International students say they study in the United States because it will bring greater benefits than staying in their home countries.
But, midway they realize their expectations are not fulfilled.
International students say they realize too late that benefits are lacking after graduation, according to a recent USAToday article.
The article said that students did not get enough information about specific visa restrictions that come with living in the U.S.
So, here are the three kinds of visas offered to students:
F1 Visa: For academic purposes, this also allows employment, but only on campus. (Some are so lucky to acquire.)
J1 Visa: For “practical training,” which is a work-and-study based program, such as interning or research programs. Students are only allowed to work if they are given proper permission.
M1 Visa: Offered to students planning to attend vocational schools. Students are not allowed to work under this visa.
H1-B Visa: A company can temporarily sponsor a student working for them.
Students under these visas are labeled as “Eligible Non-Citizens.”
Students say the downfall of the academic visas is they allow employment, but are focused on academics.
Students credit the range of opportunities here in the U.S. as why they come abroad. But they also blame the U.S. for the amount of debt they accumulate, especially with the lack of scholarships
In the USAToday article, student Joanne Wu lamented that without scholarships — which are often given based on need — international students are forced to fund their life in the U.S. on their own, or apply for assistance from their home government.

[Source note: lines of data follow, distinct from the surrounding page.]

PR #1525, opened 2021-08-19
Additional Language Map Support

cea2aj:
Add support for additional languages and language scripts

Most notably, this adds support for Simplified and Traditional Chinese for the maps

J=1534
TEST=manual

Load a test site with traditional and simplifed Chinese for mapbox and google maps

### DIFF
--- a/src/ui/components/map/providers/googlemapprovider.js
+++ b/src/ui/components/map/providers/googlemapprovider.js
@@ -41,7 +41,7 @@ export default class GoogleMapProvider extends MapProvider {
    */
   getLanguage (localeStr) {
     const googleMapsCustomLanguages =
-      ['zh-CN', 'zn-HK', 'zh-TW', 'en-AU', 'en-GB', 'fr-CA', 'pt-BR', 'pt-PT', 'es-419'];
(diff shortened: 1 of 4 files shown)


tmeyer2115 (approved):

yen-tt (commented):
zn-HK should be zh-HK in google's list of supported locales. 
Update: There could be cases where region is provided, like zh_hant_TW and zh_hant_HK so we should check that as well?

cea2aj:
> zn-HK should be zh-HK in google's list of supported locales. And there could be cases where region is provided, like zh_hans_TW and zh_hans_HK so we should check that as well?

For locales such as 'zh-Hans-TW' and 'zh-Hans-HK', they will be converted to 'zh-CN'
 because Google uses 'zh-CN' and 'zh-TW' to represent simplified and traditional. Google maps mostly expects just the language code, except for the few locales which it supports which also include a region, and those extra cases are listed in the array. Edit: Updated so that any Chinese HK locales will use 'zh-HK'

yen-tt (approved):

oshi97 (approved):

PR #1529, opened 2021-08-23
Search bar only asset deployment

cea2aj:
Setup Circle CI to build and deploy the search bar only assets

The deploy process for the search bar is based on the same deployment process of the regular assets. I added a deploy-bucket param to the deploy-to-aws so that we can specify which bucket to deploy the assets to.

I updated the github action for the npm publish so that we only publish the full answers assets to NPM and not the search bar assets.

J=SLAP-1509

Many students who decide to study in the U.S. have the option of applying for financial aid from their home government or from an organization affiliated with their government. NAFSA reports that organizations such as The Organization of American States, offer ‘interest-free’ loans to students hailing from the Caribbean or Latin America, who enter the United States under a F-1 visa, towards their time spent in the states studying.
GoAbroad.com notes that, International students are also unskilled at managing their money, especially with understanding how student loans work and that they are unlikely to qualify for those loans. How tuition is distributed, the U.S. legal system, and their rights and restrictions as non-citizens are also mostly unknown to them.
The average international student could pay about $35,000 if they choose to study at a private institution, and according to study abroad site InfoZee, these student could pay an additional $900-$1000 on other living expenses each year.
The frustrating part of this is the question of will a degree from an American school pay off in the long run? Will they get a job after graduating? Will they return home?
International students bring in about $30 billion to the U.S., a number that is quickly rising.
Many international students have voiced their appreciation for the opportunity to study in the US, and the possibility of some day acquiring a job, but the overall perk of studying in the US is the education, along with experience and the lifelong benefits that come with it, such as cultural experience, development of relationships and personal growth.
The only way to properly assist international students with maintaining life in the US would be to prove to them that their hard work is worth it in the long run. According another USAToday article, the best way to do so is ensuring that the student has applied for all the correct aids and financial assistance opportunities offered and that their visa qualifies them for employment in the US.
Ultimately, international students will find success in studying in the United States, if they received proper support, whether it is from their government, or from a sponsor.